**WORK TO BE COMPLETED**
Restate the records word for word, omitting nothing.

--- DATA SHOWN Enclosed Below ---

PR #4501, opened 2024-11-12
[hive] HiveCatalog.listViews method reduces the number of queries for hms metadata.

zhuangchong:
### Purpose

HiveCatalog.listViews method reduces the number of queries for hms metadata.


JingsongLi (approved):
+1

PR #4502, opened 2024-11-12
[core] Introduce bitmap index record reader

Tan-JiaLiang:
### Purpose

Introduction of bitmap index record reader to filter data in advance with bitmap index result.

### Tests

org.apache.paimon.table.AppendOnlyFileStoreTableTest#testBSIAndBitmapIndexInMemory
org.apache.paimon.table.AppendOnlyFileStoreTableTest#testBSIAndBitmapIndexInDisk
org.apache.paimon.table.PrimaryKeyFileStoreTableTest#testDeletionVectorsWithFileIndexInMeta
org.apache.paimon.table.PrimaryKeyFileStoreTableTest#testDeletionVectorsWithBitmapFileIndexInFile

### API and Format

No.

### Documentation

No.

### DIFF
--- a/paimon-core/src/main/java/org/apache/paimon/operation/RawFileSplitRead.java
+++ b/paimon-core/src/main/java/org/apache/paimon/operation/RawFileSplitRead.java
@@ -24,6 +24,8 @@ import org.apache.paimon.deletionvectors.ApplyDeletionVectorReader;
 import org.apache.paimon.deletionvectors.DeletionVector;
 import org.apache.paimon.disk.IOManager;
 import org.apache.paimon.fileindex.FileIndexResult;
+import org.apache.paimon.fileindex.bitmap.ApplyBitmapIndexRecordReader;
+import org.apache.paimon.fileindex.bitmap.BitmapIndexResult;
 import org.apache.paimon.format.FileFormatDiscover;
 import org.apache.paimon.format.FormatKey;
 import org.apache.paimon.format.FormatReaderContext;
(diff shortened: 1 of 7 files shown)


paimon-core/src/main/java/org/apache/paimon/operation/RawFileSplitRead.java
```diff
@@ -212,14 +214,20 @@ private RecordReader<InternalRow> createFileReader(
...
-        FileRecordReader fileRecordReader =
+        RecordReader<InternalRow> fileRecordReader =
                 new FileRecordReader(
                         bulkFormatMapping.getReaderFactory(),
                         formatReaderContext,
                         bulkFormatMapping.getIndexMapping(),
                         bulkFormatMapping.getCastMapping(),
                         PartitionUtils.create(bulkFormatMapping.getPartitionPair(), partition));
 
+        if (fileIndexResult instanceof BitmapIndexResult) {
```
JingsongLi, line 225: Here should be bug, bitmap in `ApplyBitmapIndexRecordReader` should be merged with `ApplyDeletionVectorReader`, otherwise the latter will encounter problems.

Can you create a test for this?

JingsongLi (changes requested):

paimon-core/src/main/java/org/apache/paimon/operation/RawFileSplitRead.java
Tan-JiaLiang: Could you be more specific for the bug?

As I understand it
The bitmap index reader would filter all the mismatched data
The DV reader would filter all the deleted data
Is there a conflict?

Can this test case be covered?
org.apache.paimon.table.PrimaryKeyFileStoreTableTest#testDeletionVectorsWithFileIndexInMeta
org.apache.paimon.table.PrimaryKeyFileStoreTableTest#testDeletionVectorsWithBitmapFileIndexInFile

JingsongLi: You are right, the magic is in the returned position, it makes chain processing possible.

JingsongLi (approved):
+1

PR #4504, opened 2024-11-12
[doc] fix flink procedure document sql syntax error.

zhuangchong:
### Purpose

fix flink procedure sql syntax error.


JingsongLi (approved):
+1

--- End of Enclosed DATA SHOWN ---

**ANSWER BOX**
PR #4501, opened 2024-11-12
[hive] HiveCatalog.listViews method reduces the number of queries for hms metadata.

zhuangchong:
### Purpose

HiveCatalog.listViews method reduces the number of queries for hms metadata.


JingsongLi (approved):
+1

PR #4502, opened 2024-11-12
[core] Introduce bitmap index record reader

Tan-JiaLiang:
### Purpose

Introduction of bitmap index record reader to filter data in advance with bitmap index result.

### Tests

org.apache.paimon.table.AppendOnlyFileStoreTableTest#testBSIAndBitmapIndexInMemory
org.apache.paimon.table.AppendOnlyFileStoreTableTest#testBSIAndBitmapIndexInDisk
org.apache.paimon.table.PrimaryKeyFileStoreTableTest#testDeletionVectorsWithFileIndexInMeta
org.apache.paimon.table.PrimaryKeyFileStoreTableTest#testDeletionVectorsWithBitmapFileIndexInFile

### API and Format

No.

### Documentation

No.

### DIFF
--- a/paimon-core/src/main/java/org/apache/paimon/operation/RawFileSplitRead.java
+++ b/paimon-core/src/main/java/org/apache/paimon/operation/RawFileSplitRead.java
@@ -24,6 +24,8 @@ import org.apache.paimon.deletionvectors.ApplyDeletionVectorReader;
 import org.apache.paimon.deletionvectors.DeletionVector;
 import org.apache.paimon.disk.IOManager;
 import org.apache.paimon.fileindex.FileIndexResult;
+import org.apache.paimon.fileindex.bitmap.ApplyBitmapIndexRecordReader;
+import org.apache.paimon.fileindex.bitmap.BitmapIndexResult;
 import org.apache.paimon.format.FileFormatDiscover;
 import org.apache.paimon.format.FormatKey;
 import org.apache.paimon.format.FormatReaderContext;
(diff shortened: 1 of 7 files shown)


paimon-core/src/main/java/org/apache/paimon/operation/RawFileSplitRead.java
```diff
@@ -212,14 +214,20 @@ private RecordReader<InternalRow> createFileReader(
...
-        FileRecordReader fileRecordReader =
+        RecordReader<InternalRow> fileRecordReader =
                 new FileRecordReader(
                         bulkFormatMapping.getReaderFactory(),
                         formatReaderContext,
                         bulkFormatMapping.getIndexMapping(),
                         bulkFormatMapping.getCastMapping(),
                         PartitionUtils.create(bulkFormatMapping.getPartitionPair(), partition));
 
+        if (fileIndexResult instanceof BitmapIndexResult) {
```
JingsongLi, line 225: Here should be bug, bitmap in `ApplyBitmapIndexRecordReader` should be merged with `ApplyDeletionVectorReader`, otherwise the latter will encounter problems.

Can you create a test for this?

JingsongLi (changes requested):

paimon-core/src/main/java/org/apache/paimon/operation/RawFileSplitRead.java
Tan-JiaLiang: Could you be more specific for the bug?

As I understand it
The bitmap index reader would filter all the mismatched data
The DV reader would filter all the deleted data
Is there a conflict?

Can this test case be covered?
org.apache.paimon.table.PrimaryKeyFileStoreTableTest#testDeletionVectorsWithFileIndexInMeta
org.apache.paimon.table.PrimaryKeyFileStoreTableTest#testDeletionVectorsWithBitmapFileIndexInFile

JingsongLi: You are right, the magic is in the returned position, it makes chain processing possible.

JingsongLi (approved):
+1

PR #4504, opened 2024-11-12
[doc] fix flink procedure document sql syntax error.

zhuangchong:
### Purpose

fix flink procedure sql syntax error.


JingsongLi (approved):
+1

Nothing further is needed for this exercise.